Monday, December 24, 2012

Advent-Into-Christmas Greeting


This year, in lieu of greeting cards, I wrote this circular letter, which I sent to friends near and far, and which I now open to you, my reader friends. A very happy Christmas to you.

My friend,

Hello from San Lorenzo Seminary and the Capuchin Franciscan novitiate. Hello from California! Hello from the heart, where I keep everything I treasure. I send you this greeting to tell you I have laid your image and likeness in my treasury to honor your sacred worth to me. In your own special way you have changed my life, increased it, directed it, given or shown it meaning. May God always help me appreciate the value of what—no, who—has been my very good fortune.

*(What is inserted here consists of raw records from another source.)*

PR #1702, opened 2020-12-09
Transpile createAsyncQuery from alpaql

9at8:
## Description

We need the babel plugin to transpile alpaql's `createAsyncQuery` to make it work with SSR.

## Type of change

- [x] async: Minor: New feature (non-breaking change which adds functionality)

## Checklist


packages/async/src/babel-plugin.ts
```diff
@@ -2,6 +2,7 @@ import Types from '@babel/types';
 import {NodePath, Binding} from '@babel/traverse';
 
 const DEFAULT_PACKAGES_TO_PROCESS = {
+  '@shopify/alpaql/async': ['createAsyncQuery'],
```
ismail-syed, line 5: Since `alpaql` is an external package to the `quilt` codebase, does it make more sense to add this into sewing-kit via the `packages` option?

michenly: Agree, this took a while to find because I didnt expect @shopify/async to have these implicit connection to other packages. Ideally `react-async` and `@shopify/react-graphql` are move out as well, but since that will be a breaking change, we can leave it for now.

michenly: Although we might have a problem splitting it out now since the logic below is OR
`(state.opts && state.opts.packages) || DEFAULT_PACKAGES_TO_PROCESS`

sk wil have to included all the `DEFAULT_PACKAGES_TO_PROCESS` in order to achieve backward compatibility.
so either we keep the `alpaql` logic here, or we make a breaking change for the babel-plugin options to be additive.

michenly (approved):
While I agree that this implicit dependency to continue, I think a better time for refactoring this separation of concern will be when we do sewing-kit-next

packages/async/src/babel-plugin.ts
9at8: I agree with Michelle https://github.com/Shopify/quilt/pull/1702#pullrequestreview-548682728

Yes, it should probably live in sewing-kit, and probably should be done when we wanna move out react-async and react-graphql as well.

gmcgibbon (approved):
As was already pointed out, we should encourage consumers to include the packages and method names they wish to process, but this should be done in a separate, more breaking change (including `'@shopify/react-graphql': ['createAsyncQueryComponent', 'createAsyncQuery']`).

9at8:
I'm not sure what the PR is waiting for, but I'm good to merge this.

michenly:
@9at8 you've got two ✅ , I say merge away!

In a few years, when I make my solemn profession of the vow of poverty, I will possess nothing of my own and make sparing use of fewer things, all in the hope of enjoying everything God has provided. I do not have to wait for that day to vow to you now that I will never “possess” you or “use” you, but I will rejoice in our friendship and fellowship. Although this year I am secluded from the world and all the places I have known and have been known in, I feel connected spiritually to you. We are only separated, not estranged. And the chances are good we will come together again someday—perhaps even next year, when I return to the Northeast and settle in Boston to continue my initial formation into religious life.

I share with you these hopes for reunion because it is Advent, and the only way I know how to prepare for the coming of Christ is to prepare to meet his likeness in your soul. These days, time flows so fast, there is little cause to wait, but when I look east with my spiritual sense, time comes to a stop, and, looking for you and all my friends, I have to learn patience again. It has been seven months since I left home and traveled to a land far from everywhere to begin a year of contemplation. I have seven more months in this beautiful desert valley. I must wait for you and all my sisters and brothers in spirit. But God, for whom a thousand years is like a day, is so good. I have been led graciously to a place where a hundred days are like an hour. We will come together, and it will only be a little while! Yet it is also time enough to prepare well for our coming. Love divine is truly kind and merciful. Look east with me, my friend. Let us look together, and let us look to each other. Love the Guest is on the way.

It is not in my power to bless anyone or anything, so I pray God, whose power surpasses all, will add the blessing to these words. And surely the God of Israel, the God of Jesus and Saint Francis of Assisi, will be as generous, merciful, and loving to you as to me, and many times over what we dare to hope.